--- AIM OF THE TASK ---
Gather from the listing below each line that includes the word "would", and copy it.

--- DATA IN THIS EXERCISE ---
PR #3744, opened 2024-04-20
alpine url bug fix and AGPL License version issue

404-geek:


pombredanne:
@404-geek Thanks... can you check the test failures? Also in the future it is usually best to avoid mixing two unrelated changes in the same PR... here the license detection issue is not related to anything about alpine VCS URL handling, AFAIK ;)

404-geek:
> @404-geek Thanks... can you check the test failures? Also in the future it is usually best to avoid mixing two unrelated changes in the same PR... here the license detection issue is not related to anything about alpine VCS URL handling, AFAIK ;)

Hi @pombredanne 

Sorry for mixing up 2 issues in same PR, will take care of this in the future.
I was going through the build failure of readlines of pdf using pdf miner 

and there is regression issue in pdfminer for which it is failing.

    @pytest.mark.xfail(reason='Latest pdfminer.six from 2022 has a regression')
    def test_numbered_text_lines_does_not_fail_on_autocad_test_pdf(self):
        test_file = self.get_test_loc('pdf/AutoCad_Diagram.pdf')
        result = list(numbered_text_lines(test_file))
        assert result == []

should i comment this specific test for now ?

404-geek:
> @404-geek Thanks... can you check the test failures? Also in the future it is usually best to avoid mixing two unrelated changes in the same PR... here the license detection issue is not related to anything about alpine VCS URL handling, AFAIK ;)

Sure @pombredanne will take care of not keeping 2 issues in same PR in the future

I have resolved all the test issues. Can you please check once

src/licensedcode/data/rules/agpl-3.0-plus_or_commercial-license_4.RULE
```diff
@@ -1,5 +1,5 @@
 ---
-license_expression: agpl-3.0-plus OR commercial-license
```
AyanSinhaMahapatra, line 2: While the change is correct note that the rule filenames reflect the license-expression of the rule and a change in the license-expression needs to happen like this:

1. Deprecate the current rule using the `is_deprecated` attribute
2. Reindex the licenses with `scancode-reindex-licenses` (This will remove the deprecated rule from the index so you can add a new one, otherwise two rules with the same text cannot exist in the index)
3. Add a new rule for just `agpl-3.0-plus` and add notes about the origin, that this was previously the src/`agpl-3.0-plus_or_commercial-license_4.RULE` rule. Add the issue reference in the commit. (You can paste the rule content at `etc/scripts/licenses/buildrules-template.txt` and then run `python etc/scripts/licenses/buildrules.py etc/scripts/licenses/buildrules-template.txt` in an activated virtualenv, and this will create the rule automatically, with the appropriate filename)

AyanSinhaMahapatra (changes requested):
Thanks++ @404-geek , we are mostly there.

AyanSinhaMahapatra:
@404-geek gentle ping, we need a small update here.

pombredanne:
@404-geek ping :) I would like to merge this soon enough!

src/licensedcode/data/rules/agpl-3.0-plus_or_commercial-license_4.RULE
404-geek: Hi @AyanSinhaMahapatra  I need some help on the `buildrules-template.txt` for generation.

AyanSinhaMahapatra:
See https://github.com/aboutcode-org/scancode-toolkit/issues/3740#issuecomment-2809544545, will merge the commits thorugh https://github.com/aboutcode-org/scancode-toolkit/pull/4093, closing.

PR #3751, opened 2024-04-26
Fix yarn lock v1 parser to handle aliases better

AyanSinhaMahapatra:
Reference: #3555 

See also https://classic.yarnpkg.com/lang/en/docs/cli/add/#toc-yarn-add-alias, so ignoring these aliases are harmless.


tests/packagedcode/data/npm/yarn-lock/v1-complex2/yarn.lock
```diff
@@ -0,0 +1,109 @@
...
+    semver "^6.3.1"
+
+ansi-styles@^3.2.0, ansi-styles@^3.2.1:
+  version "3.2.1"
+  resolved "https://registry.yarnpkg.com/ansi-styles/-/ansi-styles-3.2.1.tgz#41fbb20243e50b12be0f04b8dedbf07520ce841d"
+  integrity sha512-VT0ZI6kZRdTh8YyJw3SMbYm/u+NqfsAxEpWO0Pf9sq8/e94WxxOpPKx9FR1FlyCtOVDNOQ+8ntlqFxiRc+r5qA==
+  dependencies:
+    color-convert "^1.9.0"
+
+change-case@^5.4.3, change-case@^5.4.4, "latest-change-case@npm:change-case@^5.4.3":
```
AyanSinhaMahapatra, line 22: We were getting a
 ```
AssertionError: Different names for same dependency is not supported: {('', 'latest-change-case@npm:change-case'), ('', 'change-case')}
E           assert 2 == 1
E            +  where 2 = len({('', 'change-case'), ('', 'latest-change-case@npm:change-case')})
```
While trying to parse this yarn.lock file, at [this assert statement](https://github.com/nexB/scancode-toolkit/blob/fix-yarn-lock-v1-parser/src/packagedcode/npm.py#L660).

pombredanne: OK, so this is resolved!

pombredanne (approved):
Thanks !
Please merge.

PR #3829, opened 2024-06-26
Add parser for `swift-show-dependencies.deplock`

keshav-space:
Reference: https://github.com/nexB/scancode.io/issues/1278

### Tasks


src/packagedcode/swift.py
```diff
@@ -47,12 +47,75 @@ def logger_debug(*args):
...
+    @classmethod
+    def _parse(cls, swift_dependency_relation, package_only=False):
+
+        if TRACE:
+            logger_debug(
+                f"SwiftShowDependenciesDepLockHandler: deplock: package: {swift_dependency_relation}"
+            )
+
+        dependencies = get_flatten_dependencies(
+            swift_dependency_relation.get("dependencies")
```
AyanSinhaMahapatra: Let's use named arguments as much as possible.

src/packagedcode/swift.py
```diff
@@ -47,12 +47,75 @@ def logger_debug(*args):
...
+        )
+
+        package_data = dict(
+            datasource_id=cls.datasource_id,
+            type=cls.default_package_type,
+            primary_language=cls.default_primary_language,
+            namespace=None,
```
AyanSinhaMahapatra: You can just remove the line here, this is None by default. Also nice to add a one-line comment that we can't get namespace from just here.

src/packagedcode/swift.py
```diff
@@ -47,12 +47,75 @@ def logger_debug(*args):
...
+        cls, package_data, resource, codebase, package_adder=models.add_to_package
+    ):
+        siblings = resource.siblings(codebase)
+        swift_manifest_resource = [
+            r
+            for r in siblings
+            if r.name in ("Package.swift.json", "Package.swift.deplock")
+        ]
+
+        # Skip the assembly if the Swift manifest is present.
```
AyanSinhaMahapatra, line 100: This is not the correct way to do assembly. See https://github.com/nexB/scancode-toolkit/blob/develop/src/packagedcode/npm.py#L70 or other parsers on creating a base handler class with assembly and all other manifests inheriting from there.
From there look for the main manifest in sibling files from the location, and parse and yield from there accordingly. By this way we assemble from the first package that gets picked up, instead of walking the codebase further for more manifests.
Just a nit, assembly is working correctly otherwise.

tests/packagedcode/test_swift.py
```diff
@@ -101,3 +101,24 @@ def test_package_scan_swift_end_to_end_full_mapboxmaps_resolved_only(self):
         check_json_scan(
             expected_file, result_file, remove_uuid=True, regen=REGEN_TEST_FIXTURES
         )
+
+    def test_package_scan_swift_end_to_end_full_mapboxmaps_resolved_only(self):
+        test_dir = self.get_test_loc("packages/vercelui")
```
AyanSinhaMahapatra, line 106: This is a nit. Could be possibly improved later too.

1. Let's not only add full-scan tests. This is much harder to test and review in general, and also takes up much more space. Instead do individual tests of `parse()` and `is_datafile()` functions (at least one test per parser function). One test should only check one thing that can go wrong. It's fine to have a couple assembly functions later, but using barebones manifests just enough for assembly.
2. Let's truncate test files (like big the ones with dependency trees) to reduce file size for the tests, we have a very large number of tests and this would keep increasing the git checkout size/source size more rapidly that we can manage. Let's either find smaller examples, or reduce the files so that there is just enough to test the features.

AyanSinhaMahapatra (changes requested):
@keshav-space LGTM! Thanks++
This works nicely for package resolution and dependency graph creation on the SCIO side. I have a couple nits for your consideration, this is ready to merge afterwards.
Also merge from latest to resolve conflicts.

AyanSinhaMahapatra:
One more question, I assume we cannot parse `Package.swift` files like this one here: https://github.com/swift-cloud/VercelUI/blob/main/Package.swift right, becuase this is in swift and not parseable in python easily?

keshav-space:
> One more question, I assume we cannot parse `Package.swift` files like this one here: https://github.com/swift-cloud/VercelUI/blob/main/Package.swift right, becuase this is in swift and not parseable in python easily?

@AyanSinhaMahapatra  We are not directly parsing the `Package.swift` file, but we parse the `Package.swift.deplock`, which is a JSON dump of `Package.swift`. In the future, we may add support for natively parsing the `Package.swift` file, and we can use Tree-Sitter (an optional dependency) for creating and parsing the Swift AST.

src/packagedcode/swift.py
keshav-space: Done!

src/packagedcode/swift.py
keshav-space: Done!

src/packagedcode/swift.py
keshav-space: Tracking this here https://github.com/nexB/scancode-toolkit/issues/3837

tests/packagedcode/test_swift.py
keshav-space: @AyanSinhaMahapatra I've truncate the large test file. Will add more individual tests along with the fix for https://github.com/nexB/scancode-toolkit/issues/3837 in next PR.

AyanSinhaMahapatra (approved):
Thanks @keshav-space! Merging!

PR #3959, opened 2024-10-23
Declare ngram variable in select_ngrams

JonoYang:
* This is to avoid an undeclared variable issue when running the last part of the function


JonoYang:
Closing this in favor of another pr

PR #3982, opened 2024-11-09
Support for Python Private Packages Using Private : : Classifier #3968

### LINKED ISSUE #3968: Support Python private packages
See:
- https://github.com/astral-sh/uv/pull/7976#discussion_r1825190088
from @chrisrodrigue

> "Private :: Do Not Upload" is a handy classifier which causes PyPI to reject a package. It's handy for packages that you don't want to accidentally publish, so maybe it could be used in the full example?

alok1304:
Fixes #3968
Changes Implemented:
Added support for the `Private :: Do Not Upload` classifier in the setup configuration.
Updated the `setup.cfg`  file to enable users to designate their packages as private using this classifier.

### DIFF
--- a/setup.cfg
+++ b/setup.cfg
@@ -23,6 +23,7 @@ classifiers =
     Programming Language :: Python :: 3.12
     Topic :: Software Development
     Topic :: Utilities
+    Private :: Do Not Upload 
 
 keywords =
     open source


stefan6419846:
How does this solve the linked issue? Your change basically declares `scancode-toolkit` as a private package, which surely is not what the issue has been about.

alok1304:
Hi @stefan6419846 , thanks for the feedback! I see now that my recent commit may have inadvertently declared `scancode-toolkit` as private, which wasn’t the intention. I think here is the goal here is to add support for the` is_private `flag by detecting the `Private ::` classifier in user packages, rather than marking `scancode-toolkit` itself as private.

can you tell how I work on it.

AyanSinhaMahapatra:
@alok1304 you have to update the `pyproject.toml` parser at https://github.com/aboutcode-org/scancode-toolkit/blob/develop/src/packagedcode/pypi.py#L503 to make sure we handle these private package manifests correctly. See also https://github.com/aboutcode-org/scancode-toolkit/pull/3779/commits/f848741989d0d40309fc1220c58b5a9a145c897e to check how we did this for other package ecosystems. Start by adding a test file from https://github.com/aboutcode-org/scancode-toolkit/issues/3968#issuecomment-2455595655, similarly like the tests in https://github.com/aboutcode-org/scancode-toolkit/blob/develop/tests/packagedcode/test_pypi.py#L305

alok1304:
@AyanSinhaMahapatra Thankyou!!

alok1304:
@AyanSinhaMahapatra 
```
name = project_data.get('name')
is_private = False

# Check for privacy classifier
classifiers = project_data.get('classifiers', [])
for classifier in classifiers:
    if 'Private ::' in classifier:
        is_private = True
        break  # Once a private classifier is found, no need to continue checking

# If no classifier or name, package is private by default
if not name:
    is_private = True
```


is this correct??

PR #3987, opened 2024-11-16
added support to parse labels in dockerfile

### LINKED ISSUE #3561: Treat Dockerfile and Containerfile as "non-assembled" package data, collect OCi labels
It would useful as these are package like and have structured data as seen in https://github.com/jitsi/docker-jitsi-meet/blob/stable-8960-1/jibri/Dockerfile#L5

```
LABEL org.opencontainers.image.title="Jitsi Broadcasting Infrastructure (jibri)"
LABEL org.opencontainers.image.description="Components for recording and/or streaming a conference."
LABEL org.opencontainers.image.url="https://github.com/jitsi/jibri"
LABEL org.opencontainers.image.source="https://github.com/jitsi/docker-jitsi-meet"
LABEL org.opencontainers.image.documentation="https://jitsi.github.io/handbook/"
```

See for full spec: https://github.com/opencontainers/image-spec/blob/main/annotations.md

Note that container-inspector already supports parsing Dockerfile.

VarshaUN:
Fixes #3561

### Tasks

Signed-off-by: Varsha U  N <varshaun58@gmail.com>


src/packagedcode/__init__.py
```diff
@@ -97,6 +98,7 @@
     debian.DebianSourcePackageTarballHandler,
 
     distro.EtcOsReleaseHandler,
+    dockerfileLABEL.DockerfileHandler,
```
AyanSinhaMahapatra:
```suggestion
    dockerfile.DockerfileHandler,
```
What about this, we usually don't use uppercase here in file/module names and maybe this name is better?

src/packagedcode/dockerfileLABEL.py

--- OUTPUT ---
@404-geek ping :) I would like to merge this soon enough!
2. Let's truncate test files (like big the ones with dependency trees) to reduce file size for the tests, we have a very large number of tests and this would keep increasing the git checkout size/source size more rapidly that we can manage. Let's either find smaller examples, or reduce the files so that there is just enough to test the features.
It would useful as these are package like and have structured data as seen in https://github.com/jitsi/docker-jitsi-meet/blob/stable-8960-1/jibri/Dockerfile#L5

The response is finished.